*How to complete this task:*
In the entries below, filter for the word "malloy" and copy every matching line.

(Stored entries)
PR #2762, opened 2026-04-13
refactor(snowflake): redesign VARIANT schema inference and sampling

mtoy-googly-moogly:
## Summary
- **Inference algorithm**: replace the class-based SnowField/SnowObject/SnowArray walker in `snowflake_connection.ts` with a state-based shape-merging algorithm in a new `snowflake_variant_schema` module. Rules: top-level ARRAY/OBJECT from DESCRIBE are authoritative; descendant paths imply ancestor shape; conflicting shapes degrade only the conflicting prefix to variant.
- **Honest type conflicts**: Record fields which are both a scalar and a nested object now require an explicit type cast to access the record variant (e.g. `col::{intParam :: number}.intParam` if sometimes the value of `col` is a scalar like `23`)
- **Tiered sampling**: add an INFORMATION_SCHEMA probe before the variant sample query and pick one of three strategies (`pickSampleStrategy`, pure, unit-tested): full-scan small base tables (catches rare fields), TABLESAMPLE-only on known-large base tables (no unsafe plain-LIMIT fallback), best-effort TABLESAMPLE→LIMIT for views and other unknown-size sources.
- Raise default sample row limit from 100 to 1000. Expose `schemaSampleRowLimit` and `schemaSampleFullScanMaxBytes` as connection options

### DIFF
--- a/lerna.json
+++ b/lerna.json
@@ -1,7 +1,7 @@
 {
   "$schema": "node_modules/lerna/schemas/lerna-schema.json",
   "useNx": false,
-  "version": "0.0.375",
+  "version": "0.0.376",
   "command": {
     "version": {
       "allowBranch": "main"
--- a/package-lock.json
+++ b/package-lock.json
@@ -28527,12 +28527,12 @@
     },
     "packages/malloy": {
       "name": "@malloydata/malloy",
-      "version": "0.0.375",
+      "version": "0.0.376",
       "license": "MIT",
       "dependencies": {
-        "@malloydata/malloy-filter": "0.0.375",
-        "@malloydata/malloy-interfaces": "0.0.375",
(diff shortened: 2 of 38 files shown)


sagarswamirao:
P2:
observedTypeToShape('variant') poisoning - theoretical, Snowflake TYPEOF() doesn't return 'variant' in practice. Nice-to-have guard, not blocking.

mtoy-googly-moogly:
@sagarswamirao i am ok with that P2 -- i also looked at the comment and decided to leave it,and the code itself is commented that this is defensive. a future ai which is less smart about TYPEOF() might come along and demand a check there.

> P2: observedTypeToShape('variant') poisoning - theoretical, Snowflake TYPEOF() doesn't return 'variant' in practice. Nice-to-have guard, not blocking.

*Result for this exercise:*
     "packages/malloy": {
       "name": "@malloydata/malloy",
-        "@malloydata/malloy-filter": "0.0.375",
-        "@malloydata/malloy-interfaces": "0.0.375",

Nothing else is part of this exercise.